The Crossing (China, 2018)

Debut features rarely come more confident than The Crossing, which sees director Bai Xue telling the story of a rookie smuggler without breaking a sweat. Focusing on a shy teenager who is lured into using her daily border crossing between Hong Kong and Shenzhen to illegally transport iPhones in order to make some quick cash, it fuses the concerns of China’s independent sector with the vivid aesthetic of global youth cinema to tantalizing effect.

16-year old Pei (Huang Yao) is a danfei (children born out of a Hong Kong-Chinese marriage) who lives with her hard-partying mother (Ni Hongjie) in the southeastern port city of Shenzhen but travels by express train to attend high school in Hong Kong where her father (Kai Chi Liu) scrapes a living as a security guard. Despite not having the generous allowances of her frivolous classmates, Pei has access to the Hong Kong high life through her friendship with Jo (Carmen Soup) who wants them to spend the upcoming holiday period at an exclusive spa resort in Japan. Pei tries to raise the money for the trip through a part-time waitressing job but a more lucrative opportunity comes through Jo’s boyfriend Hao (Sunny Sun) who is part of a black market organization that smuggles the latest iPhones into the Mainland.

Being a member of the gang, which is presided over with matriarchal authority by Sister Hua (Elena Kong), bolsters Pei’s confidence. It also constitutes one of the film’s many ‘crossings’. She morphs from quiet schoolgirl to sly criminal, able to deal with tricky situations on the fly and willing to take her assignments to the next level. Pei goes from carrying a few iPhones in her bag to having a dozen or so taped to her body by Hao whose protective – and romantic – instincts are rebuffed by the new recruit as her sense of independence grows.

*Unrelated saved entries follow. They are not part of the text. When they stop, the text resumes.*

PR #2488, opened 2026-08-21
fix(aws-strands): report abnormal model stop reasons in TypeScript

ranst91:
## What

The Python AWS Strands adapter reports abnormal model stop reasons. A forced stop becomes a `RUN_ERROR` carrying the underlying reason, and a guardrail intervention or filtered content gets a distinct `AgentStopped` hint. TypeScript had none of it: it read `stopReason` in exactly one place, for interrupts, so a safety trip or a token-limit truncation ended the run looking entirely successful. The user got a short or empty answer and nothing said why.

This mirrors the Python behaviour, using the same error codes, the same message text and the same hint payload, because clients and mock harnesses match those literally.

## The wire contract

| Situation | Event |
| --- | --- |
| Provider failure escaping the stream (throttle, 5xx) | `RUN_ERROR`, `code: "STRANDS_FORCE_STOP"`, `message` = the underlying reason, falling back to `The Strands agent stopped unexpectedly.` |
| Token-limit truncation, structured-output failure | `RUN_ERROR`, `code: "STRANDS_ERROR"`, no hint |
| Guardrail intervention | `CUSTOM` `AgentStopped`, `value: { stop_reason: "guardrail_intervened" }`, run still finishes |
| Filtered content | `CUSTOM` `AgentStopped`, `value: { stop_reason: "content_filtered" }`, run still finishes |
| `endTurn`, `toolUse`, `stopSequence`, `interrupt`, `cancelled` | nothing, these are the normal stops |

The forced stop is **single-agent only**, and the hint reaches both paths. Review showed the original cross-path parity claim was false for real Graphs; the corrected scope is described under Scope below.

On a forced stop the open reasoning message, the open text message and any open tool calls are closed before `RUN_ERROR`, and no `STATE_SNAPSHOT` or `RUN_FINISHED` follows. Two deliberate exceptions are documented in the code and below: the bypass and adapter-defect rethrows skip that closeout, and step envelopes are left exactly as they were before this change.

The hint carries Python's provider spelling (`max_tokens`, not `maxTokens`). The TS SDK canonicalises stop reasons to camelCase, and `dist/src/models/bedrock.js` maps Bedrock's own `content_filtered` to `contentFiltered`. Emitting the camelCase form would put a second, language-dependent value on the wire for one provider signal, so the adapter maps back to what Python already publishes. Both spellings are accepted on input, since `StopReason` widens to `string`.

## Which failures get which code, and why

In the Python SDK (`strands/event_loop/event_loop.py`), verified on `strands-agents` 1.52.0:

- `_handle_model_execution` yields `ForceStopEvent` then re-raises for any exception out of the model call once no retry was requested. The adapter turns that into `STRANDS_FORCE_STOP`.
- `raise MaxTokensReachedException` and `raise StructuredOutputException` sit in `event_loop_cycle`, which runs after the model call returned, and are re-raised by a tuple `except` that yields no `ForceStopEvent`. Those reach the adapter's outer handler as `STRANDS_ERROR`.

So the split is by **where** the exception was raised, not by exception type.

**This taxonomy is version dependent, and the package floor predates it.** Driving a plain error through `Agent.stream_async` on four versions in clean environments: on 1.15.0, 1.18.0 and 1.20.0 a provider 5xx yields no `ForceStopEvent` at all, and only exhausted throttling does; 1.52.0 behaves as described above. The `pyproject.toml` floor is `>=1.15.0` and `uv.lock` pins 1.18.0, so on the pinned version a provider 5xx reports `STRANDS_ERROR`. The documentation states the version each claim was verified against instead of asserting it universally. No control flow anywhere branches on a version string.

The TypeScript SDK has no `ForceStopEvent` at all, verified by reading the published package: `AgentStreamEvent` has no error-carrying member, `AfterInvocationEvent` carries no error, and `agent/agent.js` re-throws out of `_stream()` for anything that is not a cancellation or interrupt. A throw out of `agent.stream()` is therefore this bridge's forced stop. To reproduce Python's split, the two TS analogues of the bypass tuple, `MaxTokensError` and `StructuredOutputError`, are rethrown and keep `STRANDS_ERROR`. Detection is by `Error.name`, not `instanceof`, so a duplicated SDK copy in the dependency tree still matches and no value import of a peer dependency is needed.

## Where the TypeScript SDK has no equivalent signal

Established by reading the published `@strands-agents/sdk@1.1.0`, not its type declarations.

**No `ForceStopEvent`.** Covered above. The throw is the signal.

**`maxTokens` never reaches a terminal `AgentResult`.** `Model.streamAggregated` in `dist/src/models/model.js` throws `MaxTokensError` as soon as the aggregated stop reason is `maxTokens`, and `streamAggregated` has no provider override, so this holds for every provider. Python has the same blind spot from the other side: its SDK raises before a result exists, so its own `max_tokens` hint branch is unreachable in a real run and only its scripted test stub can hit it. Both bridges therefore report truncation as `STRANDS_ERROR` with no hint. `max_tokens` is deliberately kept in the terminal-result map so the mirror stays literal, including the branch that is dead on both sides for the same reason. That unreachability is a property of the SDK and cannot be pinned by an adapter test; it was verified by reading the SDK.

**Provider coverage is narrower than the hint set suggests.** Only Bedrock can produce both hints. Python's OpenAI provider collapses `content_filter` to `end_turn`, so no hint can ever fire there, and Python has no Vercel provider. Python's Gemini maps `SAFETY` to `guardrail_intervened` while the TypeScript Gemini adapter maps only `MAX_TOKENS` and defaults the rest to `endTurn`. The documentation now carries a per-language provider survey rather than implying universal coverage.

**`modelContextWindowExceeded` has no Python counterpart** and is not surfaced; mirroring runs one way only. `cancelled` is version dependent in Python rather than TypeScript-only, and neither adapter hints on it.

## Scope: what this change deliberately does not do

**Review correction: the orchestrator forced stop was wrong and has been removed.** The first version of this PR claimed both run paths reported a terminal failure identically. A reviewer showed that is false for real Graphs, and I reproduced every part of it by driving real `Graph`, `Swarm` and `Agent` objects from the SDK through the adapter.

`Node.stream` wraps `handle()` in try/catch and converts ANY throw into a FAILED `NodeResult`, then returns normally. So a node's provider failure never reaches the adapter's stream catch. Measured, same `ModelThrottledError` on both paths:

| | single agent | real Graph |
| --- | --- | --- |
| provider throw | `RUN_ERROR` / `STRANDS_FORCE_STOP` + provider message | `RUN_FINISHED`, silent |
| `contentFiltered` | `AgentStopped` + finish | `AgentStopped` + finish |

What does escape `Graph.stream()` is orchestration budgets only: `maxSteps`, graph `timeout`, per-node `nodeTimeout`. Those are not model stop reasons, so labelling them `STRANDS_FORCE_STOP` misdescribed them. That wiring is reverted: an orchestrator throw now reaches the method's own handler and reports `STRANDS_ERROR`, exactly as on main.

**The hint half is real and stays.** A real Graph node returning `contentFiltered` without throwing emits `CUSTOM AgentStopped {"stop_reason":"content_filtered"}` inside the node's message envelope, matching the single-agent path. That is now pinned by `orchestrator-real-graph.test.ts`, which builds a real `Graph` over a real `Agent` and controls only the `Model`, the SDK's supported extension point. The reviewer's methodological point was correct: the previous orchestrator tests used a fake that threw directly from `stream()` and so never exercised the SDK.

Twenty-eight orchestrator tests were deleted rather than rewritten, because they pinned shapes a real Graph cannot produce, including bypass tests asserting a thrown `MaxTokensError` keeps `STRANDS_ERROR` on a Graph when neither `MaxTokensError` nor `StructuredOutputError` can escape `Graph.stream()` at all.

**The gap this leaves, stated plainly.** A provider failure inside a Graph node still reports as a finished run with no error. For a two-node pipeline whose first node 429s, the client sees a successful run with zero assistant text and nothing explaining why. The signals for a fix already arrive at the adapter and are discarded: `nodeResultEvent` carries `result.error`, and the already-handled `afterNodeCallEvent` carries `.error`. Closing it needs a policy decision about partially successful graphs, which is the design question this ticket does not own, so it is documented rather than guessed at.

On a real Swarm the hint additionally does not arrive under the same conditions, because Swarm forces a structured-output handoff schema and the node fails before any `AgentResultEvent`.

Two further things built during review were also deliberately removed.

**Multi-agent aggregate status is not interpreted.** An intermediate version treated a FAILED `MultiAgentResult` as a forced stop. That is wrong: the SDK's `_resolveStatus` marks a Graph FAILED when *any* node fails, and a Graph deliberately continues past failed nodes, so a Graph that lost one branch and answered from another was ending in `RUN_ERROR`. Deciding what a failed Graph run means is a design question this ticket does not own, so it was removed. **A Graph whose every node failed therefore still reports as a finished run.** That is a real pre-existing bug, unchanged by this PR, and it wants its own change. `AfterNodeCallEvent.error` and `NodeResultEvent.result.error` also reach the loop and are discarded; the aggregate status is not the only available signal, it was simply judged the wrong one to act on unilaterally.

**Diagnostic logging beyond the forced-stop line was removed.** Node-failure logging and teardown-failure logging were added during review and produced defects in every subsequent round. Logging is not a wire contract and nothing downstream matches on it, so it was taken out rather than fixed again. What remains is the forced-stop log line, which mirrors Python's own `logger.error`, and the stop-reason lines.

## Tests

`stop-reasons.test.ts` and `orchestrator-stop-reasons.test.ts` drive each reason on each path and assert what reaches the wire: exact `RUN_ERROR` code and message, exact `AgentStopped` payload including the `stop_reason` key, closeout ordering, hint arity, and the absence of `STATE_SNAPSHOT` and `RUN_FINISHED` on a forced stop. Failures and events are constructed from the published SDK's real classes rather than look-alikes.

Every assertion is mutation-tested: the implementation is broken deliberately, the suite confirmed red, and the break reverted. Across the change that is roughly sixty mutations covering the error code, the fallback wording, each hint site, the payload key, the provider spelling, the error's position relative to the closeout, the bypass set, the halt-window sentinel, the prototype-safe lookup, the terminal `return`, and the RAW defences.

Five assertions initially survived their mutations and were rewritten until they failed, which is the reason for doing this at all:

- An ordering check where `indexOf` returns `-1` for an absent event, and `-1` satisfies a bare "comes before" comparison.
- A closeout test whose `TEXT_MESSAGE_END` came from a mid-stream message-id rotation rather than from the closeout.
- `expect(JSON.stringify(events)).not.toContain(...)`, which can never fail because `Error.message` is non-enumerable. A mutation leaking the whole failed aggregate as RAW passed the entire suite.
- A thread-id assertion invisible to console spies, because the default logger's `debug` is a no-op.
- A node-failure log test that could not distinguish run-scoped from call-scoped behaviour.

The suite also had nothing pinning that the halt-window swallow is not a naive message-text match: replacing the sentinel check with the exact text match the code forbids passed every pre-existing test. It is pinned now, in both directions.

472 tests across 54 files, green on 12 consecutive runs. `tsc --noEmit` clean. The interrupt protocol is unchanged at 79 of 79 across cold-restart durability, idempotent resume, the client-tool guard, native and generic interrupts, the rule gate and bookkeeping persistence.

One run during development reported a single failure that has not reproduced in 12 runs since and was not captured. The suite contains two timing-sensitive disconnect tests of around four seconds each, which is the likely cause. Reporting it rather than calling it resolved.

## Existing expectations that changed

Three assertions in two existing test files asserted `STRANDS_ERROR` for a throw out of the Strands stream. Python reports that class through its generic handler as `STRANDS_FORCE_STOP`, so those three now assert the new code. Their purpose is unchanged: they still pin that the frontend-halt swallow must not mask a real model failure, and that `TypeError` stays `ADAPTER_BUG`.

Tests added earlier in this same branch and later found to pin premises the SDK contradicts were deleted rather than weakened: an `AgentStopped{max_tokens}` hint that has no Python counterpart, node events delivered through an `Agent` stream, and three `agentResultEvent`s in one run. No pre-existing assertion was weakened or deleted anywhere in this change.

## Deliberately not done, and known gaps

- **The `Done when` bullet requiring the shared comparison to gain a scenario is not satisfied.** That comparison is the golden-stream harness from PNI-351, which is still open, and no parity or comparison artifact exists in the repository. Building a private stand-in would pre-empt that ticket's design, and the parent ticket explicitly warns against hand-maintained parity checklists. It is blocked, not skipped.
- **On the single-agent path the bypass and adapter-defect rethrows skip the message closeout**, so a bypassed failure can leave `TOOL_CALL_START` unclosed before `RUN_ERROR`. This is protocol-legal: the client verifier treats `RUN_ERROR` as valid at any time and runs its closure checks only on `RUN_FINISHED`. The Python adapter's bare `raise` behaves the same way before its own closeout, so closing it on one bridge only would manufacture a cross-language divergence inside a change whose purpose is removing them. Note the change strictly shrinks this set: before, every stream throw skipped the closeout; now only those two classes do, and the orchestrator path closes out even those before rethrowing.
- **Step envelopes are untouched.** An unpaired `STEP_STARTED` can still reach `RUN_FINISHED` on the orchestrator path, which the verifier rejects ahead of its message and tool-call checks. Only that path can produce one, since `AgentStreamEvent` carries no node brackets. Draining steps conflicts with an existing test that pins the current shape, so it is documented as a pre-existing gap rather than changed here.
- **A fully failed Graph run still reports as finished**, as described above.
- **The halt window still swallows a bare `Error` with no `cause`**, so a provider failure of that exact shape inside a frontend-tool halt still finishes the run. This is the single carve-out in the guarantee this PR ships, and it is now stated in `ARCHITECTURE.md` rather than left in a docstring. The sentinel cannot be told apart from a real failure without matching message text, which an existing test forbids, and narrowing it to the SDK's error subclasses would report healthy halted runs as failures.
- **The orchestrator has no RAW fallback**, so nested-orchestrator events are dropped without trace, and its `AgentStopped` carries no node id. Adding one would diverge from Python, which has no node concept in that payload.
- Pre-existing issues found in passing and left alone, including a CORS credentials problem in `server.ts` where the default configuration emits the browser-rejected wildcard-origin plus credentials pair while Python deliberately computes it correctly, and `sanitizeRawEvent` enumerating own properties rather than honouring the SDK's `toJSON()` allowlist. Both are security relevant and want their own change.

No Python was touched; mirroring is one-directional for this ticket.


contextablemark (changes requested):
I’m requesting changes because the orchestrator path is wired to the wrong failure signal.

In a real Graph or Swarm, Strands converts a model/provider exception into a failed `NodeResult`, so the new stream catch never sees it. I reproduced an actual model failure ending in `RUN_FINISHED` with no error. Meanwhile, Graph-level failures such as `maxSteps` do reach that catch and are incorrectly labeled `STRANDS_FORCE_STOP`.

The new tests use a fake orchestrator that throws directly, so they don’t exercise the SDK’s real behavior. Please either keep this PR single-agent-only and remove the orchestrator parity claim, or handle node-result failures with an explicit policy for partially successful graphs and add a real Graph regression test.

Separately, `nx format:check` fails on `orchestrator-path.test.ts`. Build, typecheck, all 442 tests, and the GitHub checks pass.

contextablemark (approved):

In terms of style and pacing, The Crossing owes much to Sofia Coppola. Bai captures the teenage perspective through handheld camerawork and a relatively casual, low-stakes approach to criminality while editor Matthieu Laclau provides elliptical montages that dynamically mix smuggling runs with youthful pursuits. She’s also similarly keen on music cues and employs them here – along with a freeze frame – whenever Pei makes a significant choice (or crossing). It’s a motif that could take one out of the film but instead pointedly evokes the teenage mindset that gives the energetic proceedings their distinctive tempo. However, the film can also be taken as a cousin of Nattawut Poonpiriya’s slick youth caper Bad Genius (2017) in which a prodigiously gifted female high school student helps her more affluent classmates cheat their way through exams. Both focus on smart, level-headed female protagonists who get drawn into risk-tasking for financial reasons only to double down after initial success out of frustration with a system that limits their options based on class or gender grounds.

As with Chutimon Chuengcharoensukying’s star-making performance in Bad Genius, lead actress Huang is utterly terrific here, transforming more through manner than appearance (she spends most of the film in the school uniform that makes Pei such an effective mule) and indicates a series of internal decision-making processes that relate as much to issues of identity as practical matters. After her first smuggling experience, Pei sets out the batch of iPhones and turns them on, transfixed by the blue-white light emitting from the screens. Unperturbed by society’s commoditization, she is willingly sucked in for the ride and Huang’s nuanced performance ensures the audience tags along without passing judgment.

Huang subsequently conveys Pei’s contradictions and realizations. The fledgling smuggler enjoys the camaraderie of the gang and finds a mother figure in Sister Hua, sitting by her side during gambling sessions despite chiding her actual mother for the same pastime. However, Sister Hua demonstrates an independence that her mother, who relies on a string of suitors, lacks. With the seemingly impossible task of accumulating the holiday funds taken care of and therefore rendered trivial, Pei starts to see a bigger picture. She actively challenges patriarchal expectations while Jo complains that her father won’t send her overseas for further study as he only expects her to become a Hong Kong housewife but remains fiercely possessive of Hao who she suspects is seeing someone else.

In a film that flits quickly between dialects and places, Bai clearly defines Hong Kong and Shenzhen. While the former is often seen in lively, abundantly colorful exteriors, the latter is mostly represented by the static interiors of Pei’s high-rise apartment, which looks out to a smoggy skyline. Even with Hong Kong in Beijing’s political grip, its appeal to Mainland teenagers seeking escapism is undiminished. With her perceptive take on a protagonist who exists somewhere in-between, Bai has established herself as an exciting talent.